Edwards hocha la tête sans rien dire. Il ne savait pas que c’était si loin.

— Ça va être duraille, Mr. Edwards, dit le sergent en tirant de son paquetage une carte à grande échelle. Je n’ai même pas de cartes de toute la côte. Merde. Regardez ça, mon lieutenant. Les arêtes et les torrents de ce caillou partent du centre comme les rayons d’une roue, voyez ? Ça veut dire qu’il faudra beaucoup grimper et c’est pas des petites collines.

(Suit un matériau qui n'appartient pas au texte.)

PR #227, opened 2025-01-06
Switch to warning on unknown class in sha, document option

eddelbuettel:
Adding link to https://github.com/inbo/n2kanalysis/blob/main/R/sha1.R showing how to add custom S3 dispatcher
Also update tests as needed

Tagging @ThierryO and @billdenney for a quick review / thumps up-or-down.  This follows yet more discussion in #224.

### DIFF
--- a/ChangeLog
+++ b/ChangeLog
@@ -1,3 +1,14 @@
+2025-01-07  Thierry Onkelinx <thierry.onkelinx@inbo.be>
+
+	* R/sha1.R (sha1.default): Tweak message
+	* man/sha1.R: Extend fallback discussion
+
+2025-01-06  Dirk Eddelbuettel  <edd@debian.org>
+
+	* R/sha1.R (sha1.default): Revert to warning
+	* man/sha1.R: Document fallback, provide reference to package
+	implementing local S3 dispatch override methods
+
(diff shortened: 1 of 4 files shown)


billdenney:
Overall, it looks good.

Stylistically, I would keep the `pattern` with `expect_warning()` so that we know the warning is the one we are adding rather than some other warning from a different place.

eddelbuettel:
> Stylistically, I would keep the pattern with `expect_warning()` 

I kinda hate playing cat-and-mouse but you twisted my arm.  Comitted.

billdenney:
With PKNCA, I was able to catch a bug in a dependency before that dependency went to CRAN with a warning message check. I use them all the time!

ThierryO (approved):
Maybe let the warning suggest to create a user defined method and point to the help file? I would encourage users to do so, especially when they use `sha1()` in their package.

ThierryO:
I've added a suggestion in #228

eddelbuettel:
It's not bad. I am not sure we neeeded another PR / branch for that given that we are talking here ...

Do you have access to a remining 32 bit system?

eddelbuettel:
Anyway, time to move on.  Will merge, edit and merge.

PR #636, opened 2026-07-07
feat: opt-in leader election for gorilla migrate initContainers

vas28r13:
## What

Adds opt-in leader election so concurrent `migrate-db` initContainers (api, glue)
serialize DB migrations via a Kubernetes Lease instead of racing.

## How

- New `leader-election-rbac.yaml` template in `wandb-base` — any component can set
  `leaderElection.enabled: true` to grant its ServiceAccount the lease permissions
  (scoped to `leaseName` where possible)
- `api` / `glue` wire `GORILLA_LEADER_ELECTION_*` env into `migrate-db`, driven by
  the same flag — one switch enables both RBAC and behavior
- Operator role gains `coordination.k8s.io/leases` so it can delegate the grant
  (RBAC escalation prevention)

Off by default; no behavior change unless enabled. Requires megabinary with
leader-election support in `migrate`.

## Summary by CodeRabbit

* **New Features**
  * Added leader election support for select services, including configurable lease settings and related permissions.
  * Introduced updated chart versions and dependency refreshes across multiple components.

* **Bug Fixes**
  * Improved deployment reliability by ensuring required lease access is available when leader election is enabled.

* **Tests**
  * Added new test configurations covering leader election and operator deployment scenarios.

### DIFF
--- a/charts/lumen/Chart.lock
+++ b/charts/lumen/Chart.lock
@@ -1,9 +1,9 @@
 dependencies:
 - name: wandb-base
   repository: file://../wandb-base
-  version: 0.12.3
+  version: 0.12.4
 - name: wandb-base
   repository: file://../wandb-base
-  version: 0.12.3
-digest: sha256:f996aeb5449178585664e12a9d53cc5ed2e2830fc6fc1561f6c4c0c8afde4d0e
-generated: "2026-07-06T12:05:12.893621-05:00"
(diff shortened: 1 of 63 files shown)


vas28r13:
Pivoting to a cleaner approach of a post-install, pre-upgrade job for CH migrations: https://github.com/wandb/helm-charts/pull/638

PR #638, opened 2026-07-08
feat: run ClickHouse migrations as a helm hook job instead of initContainers

vas28r13:
## What

Adds an opt-in `clickhouseMigrationJob` that runs `megabinary migrate` once per
helm operation as a hook Job, so concurrent api/glue pods no longer race to run
ClickHouse migrations (ClickHouse has no DB-level locking, unlike MySQL).

## How it works

- Runs as `post-install` (after in-release ClickHouse exists) and `pre-upgrade`
  (migrations finish before new pods roll)
- A wait initContainer blocks until ClickHouse accepts connections; the migrate
  container then runs exactly once — no retries on real failures (`backoffLimit: 0`),
  and a hung migration can't block the release (`activeDeadlineSeconds: 900`)
- Existing `migrate-db` initContainers are unchanged and become fast no-ops on
  upgrades; they remain the safety net for fresh installs and envs without the hook

Off by default — enable with `clickhouseMigrationJob.install: true`.
No operator chart or RBAC changes needed.

## Summary by CodeRabbit

* **New Features**
  * Added an optional ClickHouse migration Job to Helm chart deployments.
  * Introduced new Helm values to control the Job (install toggle, image overrides, and timeout).
  * Expanded test configuration to cover a deployment enabling the migration Job and related components.

* **Bug Fixes**
  * Improved migration handling so missing migrations don’t cause Job failures in supported cases.

* **Chores**
  * Bumped the Helm chart version to **0.43.3**.


charts/operator-wandb/values.yaml
```diff
@@ -2939,6 +2939,101 @@ settingsMigrationJob:
...
+# var is unset, so the job is a fast no-op unless OLAP features are enabled;
+# MySQL schemas stay with the initContainers. The image must carry the same
+# migration files as the deployed code -- keep its tag in lockstep with api.
+# TODO: default to true once the deployer stamps this job's image tag
+# alongside api's (wandb/deployments user-spec/deploy.py).
+clickhouseMigrationJob:
+  install: false
+  kind: Job
+  globalOptOut:
+    volumes: true
```
dacbd: iirc this might cause issues with custom cert bundles

charts/operator-wandb/values.yaml
```diff
@@ -2939,6 +2939,101 @@ settingsMigrationJob:
...
+    hook: "post-install,pre-upgrade"
+  envTpls:
+    - '{{ include "wandb.sslCertEnvs" . }}'
+    - '{{ include "wandb.historyEnvs" . }}'
+    - '{{ include "wandb.registrySearchEnvs" . }}'
+    - '{{ include "wandb.runStoreAcceleratorEnvs" . }}'
+  jobs:
+    ch-migrate:
+      # Only render when at least one global.olap feature is enabled.
+      enabled: '{{ include "wandb.olapAnyFeatureEnabled" . }}'
```
dacbd, line 2974: 👍 good workaround

charts/wandb-base/templates/job.yaml
```diff
@@ -26,8 +30,11 @@ spec:
   {{- with $job.ttlSecondsAfterFinished }}
   ttlSecondsAfterFinished: {{ . }}
   {{- end }}
-  {{- with $job.backoffLimit }}
-  backoffLimit: {{ . }}
+  {{- if hasKey $job "backoffLimit" }}
+  backoffLimit: {{ $job.backoffLimit }}
+  {{- end }}
+  {{- with $job.activeDeadlineSeconds }}
+  activeDeadlineSeconds: {{ . }}
```
dacbd: why change backoffLimit but not these other 2?

dacbd (approved):

charts/operator-wandb/values.yaml
vas28r13: good catch - removing

charts/wandb-base/templates/job.yaml
vas28r13: fixed it up a bit but 0 is valid for `backoffLimit` and `ttlSecondsAfterFinished ` but not for `activeDeadlineSeconds`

Toutes les régions de plaine ont des routes et c’est sûr qu’on ne peut pas suivre les routes, hein ?

Edwards se força à sourire.

— La randonnée vous fait peur ? Je croyais que les marines étaient en bonne forme.

Smith était un homme qui courait huit kilomètres tous les matins. Il n’avait encore jamais vu ce petit pète-sec de l’Air Force faire du travail routier.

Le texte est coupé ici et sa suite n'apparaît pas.